Exercise goal → Your answer is the lines below, exactly, from the one that contains "in docs/guides/validation.md noting" through the one that contains "A second review", both included.
═════ Source records
Issue #117, opened 2026-07-13
validate_implementations.py: fix type-safety diagnostics


neuromechanist:
Static analysis (Pyright) flags real issues in `validate_implementations.py`:

1. `run_fortran_amica` is typed `-> Dict` but returns `None` on several early-exit
   paths (binary missing, non-zero return code, timeout, exception). Callers
   already handle this (`compare_results(fortran_results: Optional[Dict], ...)`),
   so the annotation is just wrong. Fix: `-> Optional[Dict]`.
2. Inside `run_fortran_amica`, `import os` and `original_dir = os.getcwd()` happen
   inside the `try:` block; the `except` branches reference both, so Pyright
   correctly flags them as possibly-unbound if the import itself ever failed.
   Fix: hoist `import os` to the top-level imports and set `original_dir` before
   the `try:`.
3. `load_eeglab_data(..., dtype: np.dtype = np.float32)` in
   `pyAMICA/torch_impl/utils.py` has a default value that does not match its own
   annotation (`np.float32` is a scalar type, not an `np.dtype` instance). Fix:
   widen the annotation (e.g. `npt.DTypeLike`).

Verified NOT real bugs (false positives, no fix needed): the `Import "torch"` /
`Import "scipy.optimize" could not be resolved` diagnostics are a Pyright/IDE
environment issue -- both import and run fine under `uv run python -c "import
torch, scipy"`. Leaving those as-is.

PR #120, opened 2026-07-13
Add Amari distance metric and Fortran/Apple-CPU perf rows

### LINKED ISSUE #116: paper+docs: Fortran/Apple-CPU rows in Table 2 + Amari-distance detail
Follow-up to #111/#112.

## Table 2 (paper.md) + docs performance tables
Table 2 has no Fortran row. We already have the numbers from the #86 CPU
core-scaling sweep (`.context/issue-84/phase2_cpu_scaling.md`):
- Native Fortran, Intel Xeon/RTX4090 workstation, 24 cores: 30.0 ms/iter (70ch)
- Native Fortran, Apple Silicon, 8 cores: 70.0 ms/iter (70ch)
- Apple Silicon torch-cpu f64/f32 at the same 8-core point (for a fair Fortran vs
  torch comparison on the same machine), also in that file.

Add these to paper.md Table 2 and reproduce the full core-scaling tables (both
platforms) in docs/guides/validation.md, since the paper explicitly points there
for full results.

## Amari distance detail for multi-model equivalence
Table 1's multi-model row only reports aggregate mean/sd of Hungarian-matched
correlation (from the #27 N=20-each ensemble). Add the Amari distance (Amari,
Cichocki & Yang 1996), a standard ICA unmixing-matrix comparison metric that is
permutation/scale-invariant by construction (complementary check to the
Hungarian-matched correlation, no Hungarian assignment step needed).

No re-fitting required: `.context/issue-27/ensemble.npz` already has the 20
Fortran + 20 NG stacked unmixing matrices (real EEG fits, not synthetic) needed
to recompute this metric directly.

Add:
- `amari_distance()` implementation + within-Fortran/within-NG/between summary
  stats (paper.md Table 1 row + docs).
- A per-run detail table (not just the aggregate) in docs/guides/validation.md,
  giving each run's mean within-group and between-group value for both metrics
  (correlation and Amari distance).
- A test on the real saved ensemble data (metric properties: self-distance 0,
  permutation/scale invariance; no mocks).

neuromechanist:
Closes #116.

## Amari distance
`amari_distance()` in `validate_implementations.py` is a permutation- and
scale-invariant unmixing-matrix comparison metric (Amari, Cichocki & Yang,
1996), used alongside (not instead of) the existing Hungarian-matched
correlation as a second, assignment-free conformity check. Recomputed from
the already-saved `.context/issue-27/ensemble.npz` matrices (real EEG fits
from the #27 study, no re-fitting needed):

- Single-model: ~0.008 (matches the ~0.997 correlation).
- Multi-model: within-Fortran 0.174, within-pyAMICA 0.155, between 0.161
  (sd ~0.02), run-level permutation p=0.998 -- agrees with the
  correlation-based "between not worse than within-Fortran" conclusion.

Per-run detail (each of the 40 runs' own within/between mean for both
metrics) is a new table in `docs/guides/validation.md`, plus
`.context/issue-27/per_run_detail.csv` (regenerable via
`.context/issue-27/amari_distance.py`).

## Table 2 / performance tables
Table 2 (paper.md) had no Fortran row. Added native Fortran rows (Intel
24-core workstation, Apple Silicon 8-core) from the existing #86 CPU
core-scaling sweep, plus the full core-scaling comparison table (both
platforms, matching Fortran against torch-CPU/NumPy at the same core counts)
in the docs.

## Formatting
Both `paper.md` and `docs/guides/validation.md` are reflowed to semantic line
breaks per the documented convention. Content is unchanged -- verified via
whitespace-collapsed diff before and after, plus a pandoc PDF build and an
`mkdocs build --strict` for the docs page.

## Test plan
- [x] `uv run pytest pyAMICA/tests/test_amari_distance.py` (new: self-distance
  zero, permutation/scale invariance, nonzero for unrelated matrices) passes
- [x] `uv run ruff check` / `ruff format --check` pass
- [x] `uv run ty check` passes on all touched Python files
- [x] `pandoc --citeproc paper.md` builds a PDF with all citations resolving
- [x] `mkdocs build --strict` builds the docs site with no warnings


neuromechanist:
## Review findings and fixes

Ran code-review + test-coverage-analysis on this PR. Summary:

**Critical (fixed):** `amari_distance(Wa, Wb)` was not symmetric under argument
swap (verified: ~0.03 difference for swapped arguments on random matrices).
`.context/issue-27/amari_distance.py` called it in three different argument
orders across `pairwise()`, `per_run_detail()`, and `perm_test_not_worse()`,
so the JSON summary and the per-run CSV didn't reconcile (the "between" mean
differed by ~0.004 depending on which table you read). Fixed by making
`amari_distance` average both directions (a proper symmetric distance);
recomputed all downstream numbers (paper.md, docs, JSON, CSV) with the fix.
New values: within-Fortran 0.174, within-pyAMICA 0.154, between 0.163
(was 0.161), permutation p>0.999 (was 0.998); single-model 0.006 (was 0.008).
Verified the CSV and JSON now reconcile exactly.

**Important (fixed):** `amari_distance` silently produced NaN for a
degenerate all-zero row/column or an n<2 matrix (no guard, no exception).
Added explicit `ValueError`s for both cases, plus tests.

**Important (documented):** `model_amari`'s try-both-pairings model-label
resolution has a non-uniform bias magnitude across groups (~0.02-0.03,
comparable to the within-Fortran/within-pyAMICA gap). Added a caveat sentence
in docs/guides/validation.md noting this contributes to some of the observed
spread, rather than treating the gap as purely a convergence-speed effect.

**Test coverage (fixed):** added `pyAMICA/tests/test_amari_ensemble_script.py`
covering `model_amari`'s pairing selection and `perm_test_not_worse`'s
`higher_is_worse` sign-flip logic on synthetic data (previously untested;
a sign bug there could have silently inverted the reported conclusion).

**Not changed (false positive / out of scope):** duplication between
`.context/issue-27/amari_distance.py`'s local `xcorr`/`pairwise` and
`multimodel_ensemble.py`'s versions -- low-risk, point-in-time analysis
scripts, consistent with existing repo convention.

All tests pass (`uv run pytest pyAMICA/tests/test_amari_distance.py
pyAMICA/tests/test_amari_ensemble_script.py`), ruff/ty clean, pandoc PDF and
`mkdocs build --strict` both verified with the corrected numbers.

neuromechanist:
## Follow-up: single-model Amari distance now has a real test

A second review pass caught that the single-model "Amari distance ~0.008"
claim (now ~0.006, since the symmetry fix above) had no backing computation
anywhere in the repo -- unlike every other number in this PR, which traces to
a committed, regenerable artifact.

Fixed: added an \`amari_distance\` assertion (\`< 0.05\`, actual ~0.006) to the
existing \`test_end_to_end_correlation_vs_fortran\` in
\`pyAMICA/tests/torch_tests/test_ng_backend.py\`, right alongside the existing
correlation assertion that already backs the ~0.997 figure. This also
surfaced (via \`ty\`, now that \`run_fortran_amica\` is correctly typed
\`Optional[Dict]\` per #117) a missing None-check before subscripting the
Fortran result -- added an explicit \`assert fortran is not None\`.

Verified: \`uv run pytest pyAMICA/tests/torch_tests/test_ng_backend.py::test_end_to_end_correlation_vs_fortran -m slow\` passes locally (macOS, real Fortran binary).

neuromechanist:
## Skipped (intentional, not a false positive)

Both reviewers flagged that \`.context/issue-27/amari_distance.py\`'s local
\`xcorr\`/\`pairwise\` duplicate the same functions in the pre-existing
\`.context/issue-27/multimodel_ensemble.py\`, and that the \`importlib\`-based
loader pattern is repeated across the new script and its test. Skipping:
both are one-off, point-in-time analysis scripts under \`.context/\`, not
package code (no import path exists between them without adding one), this
matches the repo's existing convention for this class of script (no shared
module for \`.context/\` analysis helpers today), and the low-risk assessment
from both reviews (confidence ~40-50) agrees this isn't worth the churn of
introducing a new shared module for two files.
══════════
Exercise solution →
in docs/guides/validation.md noting this contributes to some of the observed
spread, rather than treating the gap as purely a convergence-speed effect.

**Test coverage (fixed):** added `pyAMICA/tests/test_amari_ensemble_script.py`
covering `model_amari`'s pairing selection and `perm_test_not_worse`'s
`higher_is_worse` sign-flip logic on synthetic data (previously untested;
a sign bug there could have silently inverted the reported conclusion).

**Not changed (false positive / out of scope):** duplication between
`.context/issue-27/amari_distance.py`'s local `xcorr`/`pairwise` and
`multimodel_ensemble.py`'s versions -- low-risk, point-in-time analysis
scripts, consistent with existing repo convention.

All tests pass (`uv run pytest pyAMICA/tests/test_amari_distance.py
pyAMICA/tests/test_amari_ensemble_script.py`), ruff/ty clean, pandoc PDF and
`mkdocs build --strict` both verified with the corrected numbers.

neuromechanist:
## Follow-up: single-model Amari distance now has a real test

A second review pass caught that the single-model "Amari distance ~0.008"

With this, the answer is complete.